= Crispy Critters =

Breakfast cereal made by Post

Crispy Critters was a breakfast cereal manufactured by Post Cereals starting in 1963. The sweetened cereal, made of oats, consisted of animal-shaped pieces similar to animal crackers. Television commercials featured a cartoon lion, Linus the Lionhearted, voiced by Sheldon Leonard, with the slogan "The one and only cereal that comes in the shape of animals.", sung to the tune of "Trepak" from Tchaikovsky's The Nutcracker ballet. The next year, Linus was spun off into a Saturday-morning cartoon show, which ran for two years on the CBS network, then rerun on the ABC network for three more until 1969. After a decline in popularity, the cereal was discontinued.

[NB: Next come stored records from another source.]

PR #722, opened 2026-03-08
Fix #624: preserve duplicate output column names in query results

### LINKED ISSUE #624: Query with duplicate output column names drop/overwrites duplicate colums
Consider this join query:

    select d1.*, d2.* from delta d1 inner join delta d2 where d1.new==d2.old

This will result in column names from d1, d2 to be duplicated. Unfortunately, running this query via `sqlite-utils`, only one set of output columns is returned, probably being overridden in the map.

RamiNoodle733:
Fixes:
- #624

## Summary
When a query returns duplicate column names (for example joining two tables with the same field names), `Database.query()` and related helpers used `dict(zip(...))`, which silently overwrote earlier values.

This change preserves all values by suffixing duplicate keys as `_2`, `_3`, etc.

## Changes
- Added `_row_to_dict()` helper to safely map row values to unique dictionary keys
- Updated `Database.query()`, `Queryable.rows_where()`, and `Table.search()` to use it
- Added regression test covering duplicate output columns

## Validation
- `pytest -q tests/test_query.py tests/test_rows.py`
- `ruff check sqlite_utils/db.py tests/test_query.py`

### DIFF
--- a/sqlite_utils/db.py
+++ b/sqlite_utils/db.py
@@ -82,6 +82,23 @@ def quote_identifier(identifier: str) -> str:
     return '"{}"'.format(identifier.replace('"', '""'))
 
 
+def _row_to_dict(keys: Sequence[str], row: Sequence[Any]) -> Dict[str, Any]:
+    """
+    Convert a row plus column names to a dictionary.
+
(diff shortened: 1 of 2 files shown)


simonw:
Fixed here instead:
- #773

PR #730, opened 2026-04-21
fix(cli): avoid transform() when table missing (header-only CSV + detect-types)

### LINKED ISSUE #702: Insert CSV with --detect-types crashes for CSV files that contain only a header row

beejak:
## Summary

Fixes #702.

When importing CSV with default `--detect-types`, a **header-only** file (no data rows) yields an empty insert. The table may not exist yet, but the CLI still called `Table.transform()` from the type tracker path, which asserts that the table exists.

Guard both code paths with `db[table].exists()` before calling `transform()`:

- `insert_upsert_implementation` (e.g. `sqlite-utils insert ... --csv`)
- the multi-file `memory` command path that uses the same tracker + `insert_all` + `transform` sequence

## Test

Added `test_insert_csv_header_only_detect_types_no_crash`: header-only CSV + default detection exits 0 and does not create a table (same net behavior as before for zero rows, without crashing).

## Verification

```bash
pytest tests/test_cli.py::test_insert_csv_header_only_detect_types_no_crash -v
```

----
📚 Documentation preview 📚: https://sqlite-utils--730.org.readthedocs.build/en/730/

### DIFF
--- a/sqlite_utils/cli.py
+++ b/sqlite_utils/cli.py
@@ -1176,7 +1176,7 @@ def insert_upsert_implementation(
                 )
             else:
                 raise
-        if tracker is not None:
+        if tracker is not None and db[table].exists():
             db.table(table).transform(types=tracker.types)
 
         # Clean up open file-like objects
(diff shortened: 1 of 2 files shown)


simonw:
Fixed in:
- #710

PR #731, opened 2026-04-22
fix: auto-commit delete_where()

### LINKED ISSUE #159: delete_where does not commit...

cloudyun888:
## Summary
- wrap `Table.delete_where()` in the same connection context manager used by `delete()` and `update()`
- make deletes visible to a new connection immediately instead of leaving them uncommitted
- add a file-backed regression test that reproduces the missing auto-commit behavior

## Testing
- `.venv/bin/python -m pytest tests/test_delete.py -q`
- `.venv/bin/python -m py_compile sqlite_utils/db.py tests/test_delete.py`
- manual repro: delete rows from a file-backed database, reopen it, verify row count stays at 0

Fixes #159

----
📚 Documentation preview 📚: https://sqlite-utils--731.org.readthedocs.build/en/731/

### DIFF
--- a/sqlite_utils/db.py
+++ b/sqlite_utils/db.py
@@ -2905,9 +2905,10 @@ class Table(Queryable):
         sql = "delete from {}".format(quote_identifier(self.name))
         if where is not None:
             sql += " where " + where
-        self.db.execute(sql, where_args or [])
-        if analyze:
-            self.analyze()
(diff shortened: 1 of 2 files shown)


simonw:
Fixed in the latest RC.

PR #733, opened 2026-05-04
Guard transform when --detect-types CSV has only a header row (closes #702)

### LINKED ISSUE #702: Insert CSV with --detect-types crashes for CSV files that contain only a header row

guzenkopavel:
Fixes #702.

When `sqlite-utils insert --csv --detect-types` is given a CSV file that contains only the header row (no data rows), the table is never created — but the post-insert call to `db.table(table).transform(types=tracker.types)` still runs and trips an assertion:

This adds the `db.table(table).exists()` guard suggested by the issue author (@nis-djom), plus a regression test (`tests/test_cli.py::test_insert_detect_types_header_only_csv`) that exercises the exact scenario from the issue body.

Local `pytest -q` on the patched branch: 1041 passed, 16 skipped, 6.40s.

----
📚 Documentation preview 📚: https://sqlite-utils--733.org.readthedocs.build/en/733/

### DIFF
--- a/sqlite_utils/cli.py
+++ b/sqlite_utils/cli.py
@@ -1176,7 +1176,7 @@ def insert_upsert_implementation(
                 )
             else:
                 raise
-        if tracker is not None:
+        if tracker is not None and db.table(table).exists():
             db.table(table).transform(types=tracker.types)
 
         # Clean up open file-like objects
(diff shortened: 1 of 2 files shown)


simonw:
Fixed in:
- #710

PR #736, opened 2026-05-17
Don't transform empty CSV table that was never created

### LINKED ISSUE #702: Insert CSV with --detect-types crashes for CSV files that contain only a header row

c-tonneslan:
Closes #702.

When a CSV file is header-only, \`insert_all\` is a no-op so the table never gets created, but the \`--detect-types\` path still calls \`transform(types=tracker.types)\` afterwards and \`transform\` asserts \`table.exists()\`. Result is the \`AssertionError: Cannot transform a table that doesn't exist yet\` traceback from the issue.

Gate the \`transform\` call on \`table.exists()\` so the empty case is a clean no-op. Applied the same guard to the analogous loop further down in \`memory\`-style multi-file insertion. Added a regression test that fails on main and passes here.

----
📚 Documentation preview 📚: https://sqlite-utils--736.org.readthedocs.build/en/736/

### DIFF
--- a/sqlite_utils/cli.py
+++ b/sqlite_utils/cli.py
@@ -1175,7 +1175,9 @@ def insert_upsert_implementation(
                 )
             else:
                 raise
-        if tracker is not None:
+        if tracker is not None and db.table(table).exists():
+            # A header-only CSV creates no table, so there is nothing to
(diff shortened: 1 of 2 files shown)


simonw:
Fixed in the latest RC.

Post made an unsuccessful revival attempt of the cereal in 1987. This time, the commercials featured a puppet mascot named "Crispy" with pom-pom antennae, a pom-pom tail and a furry yellow body, resembling a moose. Crispy used an impersonation of Jimmy Durante (provided by Rich Little) including the nonsense phrase "Ah-cha-cha-cha". This puppet interacted with a child actor and was accompanied by smaller puppets that resembled the individual pieces of cereal. Together, these puppets spoke the cereal's tagline: "It's indubitably delicious."